PR #2172, opened 2025-02-18
Add glob pattern to file.listdir()

mzagozen:
Internally uses fnmatch(), which supports shell-style wildcards.

### DIFF
--- a/base/src/file.act
+++ b/base/src/file.act
@@ -256,7 +256,7 @@ actor FS(cap: FileCap):
         mkdir(new_tmp_dir)
         return new_tmp_dir
 
-    action def listdir(path: str) -> list[str]:
+    action def listdir(path: str, glob: ?str=None) -> list[str]:
         """List directory contents"""
         NotImplemented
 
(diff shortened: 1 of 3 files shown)


plajjan:
A guess on why CI testing is failing: fnmatch is not supported on Windows.

Since the matching is done after the listing, there is no inherent benefit to doing this in C. We might as well use an Acton function to glob filter the result. I think that's better, since it also automatically becomes more portable and it also becomes useful in other contexts - maybe you got a list of file names and now you want to glob match.

If we had pushed the glob matching down to some syscall or whatever, then it would have been different as we could gain quite a bit of efficiency, but seeing how that is not the case, I'd say write it in Acton. Glob matching isn't that hard so I expect no more than a page of code to implement it, no?

mzagozen:
> A guess on why CI testing is failing: fnmatch is not supported on Windows.

You are right, there is no fnmatch.h for Windows.

> [...] I'd say write it in Acton. Glob matching isn't that hard so I expect no more than a page of code to implement it, no?

True. I used fnmatch.h because it was convenient and it required the least amount of code. But now that we have no choice but to roll our own, it gives a chance to make it even more useful. For example the [glob pattern](https://docs.python.org/3/library/pathlib.html#pathlib-pattern-language) in Python supports the equivalent glob pattern matching with the additional ability to recursively descent into subdirectories.

PR #2176, opened 2025-02-20
Fix 2140

sydow:
Dubious (temporary) fix. See comment to zip in builtin/builtin_functions.c


mzagozen:
Can confirm it works for me too!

What the exercise asks — Reproduce the listing above exactly.

Reply to the task —
PR #2172, opened 2025-02-18
Add glob pattern to file.listdir()

mzagozen:
Internally uses fnmatch(), which supports shell-style wildcards.

### DIFF
--- a/base/src/file.act
+++ b/base/src/file.act
@@ -256,7 +256,7 @@ actor FS(cap: FileCap):
         mkdir(new_tmp_dir)
         return new_tmp_dir
 
-    action def listdir(path: str) -> list[str]:
+    action def listdir(path: str, glob: ?str=None) -> list[str]:
         """List directory contents"""
         NotImplemented
 
(diff shortened: 1 of 3 files shown)


plajjan:
A guess on why CI testing is failing: fnmatch is not supported on Windows.

Since the matching is done after the listing, there is no inherent benefit to doing this in C. We might as well use an Acton function to glob filter the result. I think that's better, since it also automatically becomes more portable and it also becomes useful in other contexts - maybe you got a list of file names and now you want to glob match.

If we had pushed the glob matching down to some syscall or whatever, then it would have been different as we could gain quite a bit of efficiency, but seeing how that is not the case, I'd say write it in Acton. Glob matching isn't that hard so I expect no more than a page of code to implement it, no?

mzagozen:
> A guess on why CI testing is failing: fnmatch is not supported on Windows.

You are right, there is no fnmatch.h for Windows.

> [...] I'd say write it in Acton. Glob matching isn't that hard so I expect no more than a page of code to implement it, no?

True. I used fnmatch.h because it was convenient and it required the least amount of code. But now that we have no choice but to roll our own, it gives a chance to make it even more useful. For example the [glob pattern](https://docs.python.org/3/library/pathlib.html#pathlib-pattern-language) in Python supports the equivalent glob pattern matching with the additional ability to recursively descent into subdirectories.

PR #2176, opened 2025-02-20
Fix 2140

sydow:
Dubious (temporary) fix. See comment to zip in builtin/builtin_functions.c


mzagozen:
Can confirm it works for me too!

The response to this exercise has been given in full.